**Input**
PR #2813, opened 2026-01-16
feat: is connect checks decorators

imstevenpmwork:
## Type / Scope

- **Type**: Feature
- **Scope**: Mostly devices

## Summary / Motivation

- We have these type of boilerplate checks all around, better if we just create a decorator for them.

## Related issues

- Fixes / Closes: N/A
- Related: N/A

## What changed

- Now functions needing the check have the decorator to remove boilerplate code.

## How was this tested (or how to run locally)

- `pytest -vv tests/`
- `lerobot-teleop` with real HW as a smoke test

## Checklist (required before merge)

- [x] Linting/formatting run (`pre-commit run -a`)
- [x] All tests pass locally (`pytest`)
- [x] Documentation updated
- [x] CI is green

## Reviewer notes

- Didn't implement it for cameras as I don't want to conflict with: https://github.com/huggingface/lerobot/pull/2808, when this gets merged I will do the changes accordingly for the camera module

PR #2948, opened 2026-02-10
chore: use is_connected decorators

imstevenpmwork:
## Type / Scope

- **Type**: Chore
- **Scope**: Multiple
## Summary / Motivation

- This uses the `is_connected` decorators and checks across the codebase
- Since https://github.com/huggingface/lerobot/pull/2813 was merged, other PRs have landed which didn't use the decorators

## Related issues

- Fixes / Closes: N/A
- Related: N/A

## What changed

- We remove the boiler plate code in favor of the decorators

  ```bash
  pytest -q tests/
  ```

- [x] Documentation updated
- [x] CI is green

## Reviewer notes

- Check if I didn't miss any chance to use these decorators
- Check that the appropriate decorator was used every time

### DIFF
--- a/.github/workflows/full_tests.yml
+++ b/.github/workflows/full_tests.yml
@@ -101,9 +101,11 @@ jobs:
     runs-on:
       group: aws-general-8-plus
     if: |
-      (github.event_name == 'pull_request_review' && github.event.review.state == 'approved' && github.event.pull_request.head.repo.fork == false) ||
-      github.event_name == 'push' ||
-      github.event_name == 'workflow_dispatch'
+      github.repository == 'huggingface/lerobot' && (
+        (github.event_name == 'pull_request_review' && github.event.review.state == 'approved' && github.event.pull_request.head.repo.fork == false) ||
+        github.event_name == 'push' ||
+        github.event_name == 'workflow_dispatch'
+      )
     outputs:
       image_tag: ${{ steps.set_tag.outputs.image_tag }}
     env:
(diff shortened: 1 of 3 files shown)


nicolas-rabault (commented):
Great cleanup work! However, I found several implementations that were also missed and still need decorators:

- bi_openarm_follower / bi_openarm_leader
- bi_so_follower / bi_so_leader (note: bi_so_leader already imports the decorator but doesn't use it!)
- unitree_g1 (both robot and teleoperator)

Each of these has connect(), disconnect(), and read/write methods that should use @check_if_already_connected and @check_if_not_connected decorators respectively.

Would you like to expand this PR to include these, or should we track them separately?

imstevenpmwork:
> Great cleanup work! However, I found several implementations that were also missed and still need decorators:
> 
> * bi_openarm_follower / bi_openarm_leader
> * bi_so_follower / bi_so_leader (note: bi_so_leader already imports the decorator but doesn't use it!)
> * unitree_g1 (both robot and teleoperator)
> 
> Each of these has connect(), disconnect(), and read/write methods that should use @check_if_already_connected and @check_if_not_connected decorators respectively.
> 
> Would you like to expand this PR to include these, or should we track them separately?

Hello @nicolas-rabault , thanks for the review!

I went ahead and addressed the suggestions in this commit: https://github.com/huggingface/lerobot/pull/2948/changes/23d685f0befcbef414eda32ca152a9483a3ee2aa

I think originally I didn't add the decorators check in the bi manual setups because their sub-robots/teleops already do the checks. But thinking again I believe your suggestion makes sense from a semantic point of view.

Regarding the Unitree G1, as it is today, it remains highly experimental so I would prefer not to introduce these type of changes yet until it stabilizes.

**Problem**
In the listing above, each line with the word "boilerplate" is to be copied out.

**Task solution**
- We have these type of boilerplate checks all around, better if we just create a decorator for them.
- Now functions needing the check have the decorator to remove boilerplate code.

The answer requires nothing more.